How to complete this task:
Pick each line containing "public" out of the records.

Data to examine:
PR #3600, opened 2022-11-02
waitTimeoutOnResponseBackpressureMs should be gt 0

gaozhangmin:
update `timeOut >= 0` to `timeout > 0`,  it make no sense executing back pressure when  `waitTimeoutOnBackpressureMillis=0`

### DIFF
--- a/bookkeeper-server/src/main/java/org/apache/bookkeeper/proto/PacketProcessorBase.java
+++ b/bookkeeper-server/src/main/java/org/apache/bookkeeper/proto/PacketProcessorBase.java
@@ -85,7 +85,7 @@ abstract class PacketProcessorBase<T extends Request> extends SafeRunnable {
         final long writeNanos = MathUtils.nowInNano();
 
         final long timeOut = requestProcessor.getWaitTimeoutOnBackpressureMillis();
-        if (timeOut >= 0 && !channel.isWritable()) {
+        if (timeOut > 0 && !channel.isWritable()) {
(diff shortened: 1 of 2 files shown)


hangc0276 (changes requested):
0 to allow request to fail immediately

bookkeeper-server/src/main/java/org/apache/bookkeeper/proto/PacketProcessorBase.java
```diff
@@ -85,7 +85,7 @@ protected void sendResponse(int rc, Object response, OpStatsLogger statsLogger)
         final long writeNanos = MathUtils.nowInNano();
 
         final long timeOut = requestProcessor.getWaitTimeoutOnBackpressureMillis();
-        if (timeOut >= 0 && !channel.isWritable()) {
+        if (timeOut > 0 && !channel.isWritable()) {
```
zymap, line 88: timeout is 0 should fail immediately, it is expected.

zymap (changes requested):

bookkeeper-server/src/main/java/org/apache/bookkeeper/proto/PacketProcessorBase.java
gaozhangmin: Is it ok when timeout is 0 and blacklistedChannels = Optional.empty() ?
--
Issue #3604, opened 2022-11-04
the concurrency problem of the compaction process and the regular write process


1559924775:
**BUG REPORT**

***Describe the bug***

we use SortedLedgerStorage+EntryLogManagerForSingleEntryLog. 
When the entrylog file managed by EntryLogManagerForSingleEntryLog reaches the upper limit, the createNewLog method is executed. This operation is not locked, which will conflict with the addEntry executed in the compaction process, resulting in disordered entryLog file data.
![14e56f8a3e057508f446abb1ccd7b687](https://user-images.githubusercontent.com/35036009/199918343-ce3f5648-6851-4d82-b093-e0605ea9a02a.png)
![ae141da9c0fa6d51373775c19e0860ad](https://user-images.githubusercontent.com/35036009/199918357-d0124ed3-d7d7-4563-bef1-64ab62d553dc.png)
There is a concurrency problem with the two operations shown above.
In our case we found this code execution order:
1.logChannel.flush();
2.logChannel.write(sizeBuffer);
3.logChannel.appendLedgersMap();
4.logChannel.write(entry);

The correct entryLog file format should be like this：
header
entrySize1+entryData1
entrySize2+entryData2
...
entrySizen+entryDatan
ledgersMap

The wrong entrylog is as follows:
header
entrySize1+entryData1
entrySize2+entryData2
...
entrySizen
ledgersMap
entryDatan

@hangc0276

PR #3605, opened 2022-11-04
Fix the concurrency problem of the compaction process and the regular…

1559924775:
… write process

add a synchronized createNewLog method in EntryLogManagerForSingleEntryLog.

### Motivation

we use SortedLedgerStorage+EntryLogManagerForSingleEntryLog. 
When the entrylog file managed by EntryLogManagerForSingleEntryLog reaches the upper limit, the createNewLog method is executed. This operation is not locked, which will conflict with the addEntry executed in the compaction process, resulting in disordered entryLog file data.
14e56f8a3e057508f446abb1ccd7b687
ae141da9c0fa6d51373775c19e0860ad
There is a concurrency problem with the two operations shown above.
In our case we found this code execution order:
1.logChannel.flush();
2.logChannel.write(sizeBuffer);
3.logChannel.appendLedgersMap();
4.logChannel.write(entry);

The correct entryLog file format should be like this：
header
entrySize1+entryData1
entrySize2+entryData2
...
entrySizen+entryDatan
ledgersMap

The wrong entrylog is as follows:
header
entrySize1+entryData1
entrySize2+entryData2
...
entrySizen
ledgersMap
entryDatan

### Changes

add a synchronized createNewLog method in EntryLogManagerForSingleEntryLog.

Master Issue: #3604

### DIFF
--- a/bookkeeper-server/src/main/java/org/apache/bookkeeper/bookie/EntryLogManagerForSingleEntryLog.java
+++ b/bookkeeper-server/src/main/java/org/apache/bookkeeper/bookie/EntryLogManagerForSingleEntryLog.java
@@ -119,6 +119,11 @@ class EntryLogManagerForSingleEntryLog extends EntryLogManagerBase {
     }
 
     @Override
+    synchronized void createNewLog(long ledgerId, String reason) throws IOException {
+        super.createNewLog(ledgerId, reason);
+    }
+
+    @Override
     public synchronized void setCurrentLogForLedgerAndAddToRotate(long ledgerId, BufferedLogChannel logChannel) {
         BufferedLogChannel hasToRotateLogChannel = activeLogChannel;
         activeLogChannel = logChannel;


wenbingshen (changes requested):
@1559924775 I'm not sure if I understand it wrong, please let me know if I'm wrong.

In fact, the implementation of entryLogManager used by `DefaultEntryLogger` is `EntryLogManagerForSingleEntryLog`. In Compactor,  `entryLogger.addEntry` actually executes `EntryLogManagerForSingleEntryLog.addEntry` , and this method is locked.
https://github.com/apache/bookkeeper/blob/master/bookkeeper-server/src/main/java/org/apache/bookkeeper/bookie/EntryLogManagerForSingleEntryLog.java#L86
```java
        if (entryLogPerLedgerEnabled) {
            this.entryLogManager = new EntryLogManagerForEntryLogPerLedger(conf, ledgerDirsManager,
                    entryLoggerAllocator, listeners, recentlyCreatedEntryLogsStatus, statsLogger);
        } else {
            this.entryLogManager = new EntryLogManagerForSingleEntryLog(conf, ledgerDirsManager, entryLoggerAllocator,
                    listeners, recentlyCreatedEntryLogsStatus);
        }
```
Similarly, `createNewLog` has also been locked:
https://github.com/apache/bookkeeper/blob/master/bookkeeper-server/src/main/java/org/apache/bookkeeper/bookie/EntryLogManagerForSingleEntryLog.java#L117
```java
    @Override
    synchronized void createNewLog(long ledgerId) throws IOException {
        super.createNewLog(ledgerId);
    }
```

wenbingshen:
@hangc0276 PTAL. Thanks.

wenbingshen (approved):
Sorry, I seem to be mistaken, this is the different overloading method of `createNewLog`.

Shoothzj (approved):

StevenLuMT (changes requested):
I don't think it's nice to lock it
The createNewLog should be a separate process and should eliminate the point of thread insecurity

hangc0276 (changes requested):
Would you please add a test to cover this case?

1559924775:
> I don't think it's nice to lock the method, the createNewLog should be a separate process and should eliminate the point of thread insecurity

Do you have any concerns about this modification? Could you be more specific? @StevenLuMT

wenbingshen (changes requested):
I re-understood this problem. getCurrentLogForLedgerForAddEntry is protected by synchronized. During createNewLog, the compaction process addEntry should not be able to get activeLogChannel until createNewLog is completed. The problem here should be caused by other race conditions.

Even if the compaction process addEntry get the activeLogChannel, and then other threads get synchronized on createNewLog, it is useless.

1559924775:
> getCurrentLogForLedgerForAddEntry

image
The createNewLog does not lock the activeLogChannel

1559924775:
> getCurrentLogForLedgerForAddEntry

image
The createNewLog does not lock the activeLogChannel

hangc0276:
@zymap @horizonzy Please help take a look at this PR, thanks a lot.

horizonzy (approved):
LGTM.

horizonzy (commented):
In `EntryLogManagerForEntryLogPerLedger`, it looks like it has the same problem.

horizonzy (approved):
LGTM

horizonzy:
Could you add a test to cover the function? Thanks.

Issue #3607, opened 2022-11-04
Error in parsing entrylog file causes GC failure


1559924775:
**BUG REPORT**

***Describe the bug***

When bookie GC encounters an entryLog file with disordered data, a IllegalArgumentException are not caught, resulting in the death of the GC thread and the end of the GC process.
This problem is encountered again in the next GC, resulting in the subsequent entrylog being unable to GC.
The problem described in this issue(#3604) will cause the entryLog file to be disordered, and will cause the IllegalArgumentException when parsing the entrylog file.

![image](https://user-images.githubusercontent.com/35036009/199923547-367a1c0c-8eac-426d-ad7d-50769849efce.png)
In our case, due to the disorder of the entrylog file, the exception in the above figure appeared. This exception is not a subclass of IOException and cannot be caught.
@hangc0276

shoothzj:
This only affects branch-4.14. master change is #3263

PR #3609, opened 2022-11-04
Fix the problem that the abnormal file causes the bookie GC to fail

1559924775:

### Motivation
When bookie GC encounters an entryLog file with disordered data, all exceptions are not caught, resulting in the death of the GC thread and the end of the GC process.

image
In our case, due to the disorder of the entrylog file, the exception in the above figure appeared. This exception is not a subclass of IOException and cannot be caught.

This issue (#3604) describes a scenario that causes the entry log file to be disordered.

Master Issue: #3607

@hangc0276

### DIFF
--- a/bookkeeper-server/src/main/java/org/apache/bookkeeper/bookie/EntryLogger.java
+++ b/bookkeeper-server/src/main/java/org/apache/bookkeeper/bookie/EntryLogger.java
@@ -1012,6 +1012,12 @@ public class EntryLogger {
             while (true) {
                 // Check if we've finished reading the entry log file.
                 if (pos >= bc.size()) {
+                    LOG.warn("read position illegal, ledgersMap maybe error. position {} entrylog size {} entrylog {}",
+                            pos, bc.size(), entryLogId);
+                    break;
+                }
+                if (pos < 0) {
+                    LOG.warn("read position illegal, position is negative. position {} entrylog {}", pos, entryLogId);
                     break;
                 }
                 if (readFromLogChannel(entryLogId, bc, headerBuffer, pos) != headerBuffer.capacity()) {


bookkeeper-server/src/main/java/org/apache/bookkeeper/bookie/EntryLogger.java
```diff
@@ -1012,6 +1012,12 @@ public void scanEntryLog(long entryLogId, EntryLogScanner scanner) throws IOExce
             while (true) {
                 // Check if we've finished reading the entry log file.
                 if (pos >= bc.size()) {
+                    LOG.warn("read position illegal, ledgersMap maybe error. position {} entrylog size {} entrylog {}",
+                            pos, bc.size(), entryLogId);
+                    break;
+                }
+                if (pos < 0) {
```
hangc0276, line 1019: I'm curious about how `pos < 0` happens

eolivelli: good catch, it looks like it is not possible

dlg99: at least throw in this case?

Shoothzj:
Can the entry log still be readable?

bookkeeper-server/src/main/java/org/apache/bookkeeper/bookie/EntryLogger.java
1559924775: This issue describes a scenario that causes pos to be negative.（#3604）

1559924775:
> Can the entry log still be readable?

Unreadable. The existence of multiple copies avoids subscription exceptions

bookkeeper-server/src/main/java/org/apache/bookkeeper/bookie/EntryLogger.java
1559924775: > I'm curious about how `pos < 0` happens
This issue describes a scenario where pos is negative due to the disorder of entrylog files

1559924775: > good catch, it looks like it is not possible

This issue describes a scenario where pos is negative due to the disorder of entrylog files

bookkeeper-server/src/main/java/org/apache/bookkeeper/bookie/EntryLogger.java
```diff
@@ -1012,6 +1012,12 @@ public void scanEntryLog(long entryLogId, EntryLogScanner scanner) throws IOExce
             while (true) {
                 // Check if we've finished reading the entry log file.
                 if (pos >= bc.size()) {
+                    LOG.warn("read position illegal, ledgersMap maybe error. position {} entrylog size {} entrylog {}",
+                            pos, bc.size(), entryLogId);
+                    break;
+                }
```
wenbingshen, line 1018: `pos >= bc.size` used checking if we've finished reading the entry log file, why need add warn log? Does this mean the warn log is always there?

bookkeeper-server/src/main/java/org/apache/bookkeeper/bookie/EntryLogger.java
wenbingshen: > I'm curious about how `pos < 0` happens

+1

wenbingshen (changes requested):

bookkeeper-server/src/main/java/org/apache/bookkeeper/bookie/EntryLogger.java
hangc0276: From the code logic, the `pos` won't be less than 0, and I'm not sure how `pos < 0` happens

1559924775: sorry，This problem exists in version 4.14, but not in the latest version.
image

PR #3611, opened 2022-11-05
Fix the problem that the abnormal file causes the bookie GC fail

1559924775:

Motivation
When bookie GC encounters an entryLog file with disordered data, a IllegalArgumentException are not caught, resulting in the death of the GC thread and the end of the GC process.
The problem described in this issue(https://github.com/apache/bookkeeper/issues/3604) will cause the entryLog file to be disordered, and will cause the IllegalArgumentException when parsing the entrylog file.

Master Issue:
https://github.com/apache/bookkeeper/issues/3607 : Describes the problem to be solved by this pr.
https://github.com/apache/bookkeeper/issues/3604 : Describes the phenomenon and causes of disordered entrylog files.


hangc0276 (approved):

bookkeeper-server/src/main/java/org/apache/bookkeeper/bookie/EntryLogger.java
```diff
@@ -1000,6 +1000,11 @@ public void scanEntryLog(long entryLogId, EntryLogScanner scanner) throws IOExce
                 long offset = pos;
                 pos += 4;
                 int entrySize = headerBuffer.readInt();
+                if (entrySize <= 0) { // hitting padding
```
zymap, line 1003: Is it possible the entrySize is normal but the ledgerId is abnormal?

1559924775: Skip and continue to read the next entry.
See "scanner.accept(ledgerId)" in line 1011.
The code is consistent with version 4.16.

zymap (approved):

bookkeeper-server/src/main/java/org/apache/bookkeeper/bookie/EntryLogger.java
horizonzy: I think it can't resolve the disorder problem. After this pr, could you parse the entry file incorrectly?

Answer below:
     public synchronized void setCurrentLogForLedgerAndAddToRotate(long ledgerId, BufferedLogChannel logChannel) {
@@ -1012,6 +1012,12 @@ public class EntryLogger {
@@ -1012,6 +1012,12 @@ public void scanEntryLog(long entryLogId, EntryLogScanner scanner) throws IOExce
@@ -1012,6 +1012,12 @@ public void scanEntryLog(long entryLogId, EntryLogScanner scanner) throws IOExce
@@ -1000,6 +1000,11 @@ public void scanEntryLog(long entryLogId, EntryLogScanner scanner) throws IOExce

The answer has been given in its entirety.